O Brasil vive hoje um conturbado período de crise política, econômica, sanitária e institucional sob o comando do presidente Jair Bolsonaro, que se aprofunda, sobretudo, por ocorrer durante a devastadora pandemia de Covid-19 momento no qual todos os esforços de nossos representantes deveriam estar sendo voltados para salvar vidas, e não para exterminá-las.

Por isso, desde já advirto que minha pretensão não é discutir esta concepção de política — embora o que pretendo abordar esteja inserido neste contexto (e não pode ser dele desvencilhado). Aqui, me deterei à política em outro sentido, aquele construído pelos movimentos feministas em mais de meio século de teorização e militância contra a violência masculina que atinge os corpos das mulheres, das mais variadas idades e localidades. Adoto um sentido de político que abrange o pessoal aquilo que acontece no âmbito privado, da "vida íntima", dentro de casa.

Em meio ao atual caos brasileiro, sou movida a levantar questões políticas que dizem respeito às experiências de violação de direitos humanos vividas, cotidianamente, pelas mulheres, uma vez que estão sendo silenciadas, apagadas e ofuscadas  pelas atrocidades e escândalos protagonizados pelo governo federal quando não, sufocadas propositalmente pelas políticas do presidente e seus ministérios  e que deveriam ser pauta de debate e, com urgência, objeto de políticas públicas específicas e emergenciais: o aumento dos casos de violência doméstica e familiar contra mulheres e meninas no período de isolamento social imposto pela pandemia da Covid-19.

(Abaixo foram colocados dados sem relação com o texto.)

PR #4045, opened 2023-07-13
Added filter implementation for sentrypeer

gezimbll:


ghenry:
Hi @gezimbll

Thanks for doing this!

A couple of issues which I hope are opportunities for me to improve our docs (docs.sentrypeer.com):

1. SentryPeer is different from APIBAN, but you've appended to https://github.com/cgrates/cgrates/blob/600b49488ff8ef4857c40eb8be3b37daf99bd203/config/apiban.go

2. The authentication flow needs to grab the access token first. So cfg needs to store the client_id and client_secret. Grab token and store in cache on first GET. 

The token used as a bearer tokenis valid for 1 day. Therefore, if you get a 40X reply on API GETs, try to get a fresh access token and do the GET again. Then give up of still an issue. Do not request a fresh token every GET. 

https://docs.sentrypeer.com/authentication

The rest looks good!

ghenry:
Here are two examples of you'd like some code to read:

1. https://github.com/SentryPeer/SentryPeer-FreePBX-Module/blob/d99985d51d87eda3f27e728cf83d28f9b7d4d418/Sentrypeer.class.php#L165C36-L165C36

https://github.com/SentryPeer/SentryPeer-FreePBX-Module/blob/d99985d51d87eda3f27e728cf83d28f9b7d4d418/agi-bin/sentrypeer.php#L33

2. https://github.com/SentryPeer/SentryPeer/blob/02173c8c09b89f7692ac5252a48d1eee9b785429/src/json_logger.c#L617

Thanks!

danbogos:
Thanks!

ghenry:
Amazing work! Will have a review and play. Thank you again!

What's the best way to link to this integration from my docs etc?

PR #4085, opened 2023-08-29
Activate privilege escalation for removing go installation

ionutboangiu:
To remove files from /usr/local/go, root privileges are required.


danbogos:
Thanks!

PR #4109, opened 2023-09-24
Upgrade NATS driver version and implementation

ionutboangiu:
Upgraded NATS server version in ansible role.

upgraded go.mod nats version due to an issue caused by version mismatch between driver and server (uncertain).

Increased amount of sleep in tests after starting a NATS server with jetstream enabled from 50ms to 100ms.

## *NatsER.Serve

- Replaced ChanQueueSubscribe with QueueSubscribe for Core NATS consumer to handle the message processing directly.

- Since QueueSubscribe is now used regardless of jetstream status, the message handler has been assigned to a separate variable that can be reused.

-  The message handler is now dealing with the message processing directly, therefore the select case listening for the channel which is feeding NATS messages can be removed together with the channel itself and the select. Currently, the goroutine within Serve only has to block until the rdrExit chan is closed.

- Moved the resource check inside the handler right before starting the message processing goroutine.

## ers.getProcessedOptions

- Renamed function from getProcessOptions to getProcessedOptions.

- Initially, the EventExporterOpts struct was always initialized to be non-nil which meant exporting processed messages by the reader was always enabled by force. Function has been updated to initialize it only once when the first Processed option that was set is found.

- Created init function for all types of opts structs to avoid repetition.

## *NatsEE.parseOpts

- Renamed function from parseOpt to parseOpts.

- Updated function to return early in case of nil opts struct to reduce nesting.

- The nested jetstream status and maxwait conditions nil verification have been merged into one condition.

- Handled the error coming from GetNatsOpts function.

- NATS Subject assignment has been removed. It was redundant, since it had already been set from before this function was called.

## *NatsEE.Connect

- Updated function to return early in case of non-nil nats.Conn value to reduce nesting.

## *NatsEE.ExportEvent

- Use defer to release resources and RUnlock.

## *NatsEE.Close

- Use defer to Unlock.

- Update function to return early in case of nil nats.Conn value to reduce nesting.

## ees.GetNatsOpts

- Chose switch over if else when parsing client certificate and keys opts.

- Updated function to return the errors directly instead of assigning them to a separate variable right before returning.

## ers.GetNatsOpts

- Passed the NATSROpts struct directly to the function.

- Chose switch over if else when parsing client certificate and keys opts.

- Updated function to return the errors directly instead of assigning them to a separate variable right before returning.

Removed tab from commented natsJetStreamMaxWaitProcessed option value in config_defaults.go under ers section.

Removed redundant NATS prefix from config.NATSROpts type field names.

Added function in ers/lib_test.go to create a config file in /tmp based on a config string.

Added integration test for ERs NATS.


danbogos:
Thanks!

PR #4110, opened 2023-09-26
Migrate to new jetstream API

ionutboangiu:
Updated ees/ers implementation to use the jetstream package which separates the jetstream context from Core NATS.

Removed the jsOpts fields from the NatsEE struct. We are now using the jetStreamMaxWait option directly through a timeout context.

Added streamName option for NATS reader since it is now required to be specified when creating a consumer (it is not inferred based on subject anymore).

Updated nats ers integration test.


danbogos:
Thanks!

PR #4118, opened 2023-10-03
Update failing versions it test

ionutboangiu:


utils/dataconverter.go
```diff
@@ -586,3 +588,96 @@ func (jsnC JSONConverter) Convert(in any) (any, error) {
...
+		var err error
+		sc.amount, err = strconv.Atoi(paramSlice[3])
+		if err != nil {
+			return nil, err
+		}
+	default:
+		return nil, errors.New("strip converter: invalid number of parameters (should have 3 or 4)")
+	}
+
+	if side := paramSlice[1]; side != MetaLeft &&
```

As violências não cessam porque estamos afundados no abismo político (e em meio a uma pandemia e atravessadas pelo número crescente de vidas perdidas para o vírus), sobretudo aquelas cometidas contra pessoas vulnerabilizadas sistematicamente no Brasil este país construído sob as estruturas do machismo, do racismo, da LGBTQI+fobia, de divisão de classes e que opera sob as lentes da colonialidade. Ao contrário, elas parecem se agravar em meio às crises. As mulheres continuam sendo e, cada vez mais, são ofendidas, agredidas e mortas, e os dados sobre violência doméstica e familiar indicam o seu crescimento durante o período de isolamento social, na medida que as sobreviventes destas violências estão confinadas no mesmo lugar que seus agressores, isoladas e distanciadas de redes de apoio e, em muitos casos, afetadas pela crise econômica, inclusive por meio do desemprego.

Mas é preciso afirmar de maneira específica que, dentro do espectro das violências que acontecem dentro de casa e são cometidas por familiares no sentido amplo conferido pela Lei Maria da Penha, não se inclui apenas as violências física, moral ou psicológica, mas também a violência sexual, que acomete as mulheres e meninas de maneira desproporcional ao oposto masculino (89% das sobreviventes de estupro são do gênero feminino), e cuja a qual o estupro assume sua forma mais contundente.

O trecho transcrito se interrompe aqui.